Output an exact reproduction of the data.

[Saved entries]
-------------------------

PR #1117, opened 2019-05-23
update version used in test generators to get SHA-256 hash

ralexstokes:
this is blocked on the new release of `py_ecc` but should fix the issue w/ BLS tests having the wrong hash function


djrtwo:
Let's merge this to v06x to be released into master in next 24 hours

ralexstokes:
looks like it will be easiest to just cherry pick this commit onto `v06x` if that's best

PR #1122, opened 2019-05-24
Simplify deposits

JustinDrake:
Remove unnecessary index field from `Deposit` while retaining the requirement that deposits are processed in order.


specs/core/0_beacon-chain.md
```diff
@@ -1763,12 +1761,11 @@ def process_deposit(state: BeaconState, deposit: Deposit) -> None:
         leaf=hash_tree_root(deposit.data),
         proof=deposit.proof,
         depth=DEPOSIT_CONTRACT_TREE_DEPTH,
-        index=deposit.index,
+        index=state.deposit_index,
```
ralexstokes: we can now arbitrarily reorder unprocessed deposits as long as they are equivalent under `index // (2**i) % 2:` in the verification calculation... do we trust validators to present deposits in chronological order?

djrtwo:
> if we merge this we should remove the index from the log in the deposit contract...

Maybe? The client still needs to hold a local tree of all deposits so the index might be slightly useful?

ralexstokes:
> Maybe? The client still needs to hold a local tree of all deposits so the index might be slightly useful?

@djrtwo i guess this comes down to how strongly we want to have the `index` be part of the protocol -- if we take it out, clients will likely still have the index locally, it just won't be required for the deposit contract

-------------------------

Output of the exercise:
PR #1117, opened 2019-05-23
update version used in test generators to get SHA-256 hash

ralexstokes:
this is blocked on the new release of `py_ecc` but should fix the issue w/ BLS tests having the wrong hash function


djrtwo:
Let's merge this to v06x to be released into master in next 24 hours

ralexstokes:
looks like it will be easiest to just cherry pick this commit onto `v06x` if that's best

PR #1122, opened 2019-05-24
Simplify deposits

JustinDrake:
Remove unnecessary index field from `Deposit` while retaining the requirement that deposits are processed in order.


specs/core/0_beacon-chain.md
```diff
@@ -1763,12 +1761,11 @@ def process_deposit(state: BeaconState, deposit: Deposit) -> None:
         leaf=hash_tree_root(deposit.data),
         proof=deposit.proof,
         depth=DEPOSIT_CONTRACT_TREE_DEPTH,
-        index=deposit.index,
+        index=state.deposit_index,
```
ralexstokes: we can now arbitrarily reorder unprocessed deposits as long as they are equivalent under `index // (2**i) % 2:` in the verification calculation... do we trust validators to present deposits in chronological order?

djrtwo:
> if we merge this we should remove the index from the log in the deposit contract...

Maybe? The client still needs to hold a local tree of all deposits so the index might be slightly useful?

ralexstokes:
> Maybe? The client still needs to hold a local tree of all deposits so the index might be slightly useful?

@djrtwo i guess this comes down to how strongly we want to have the `index` be part of the protocol -- if we take it out, clients will likely still have the index locally, it just won't be required for the deposit contract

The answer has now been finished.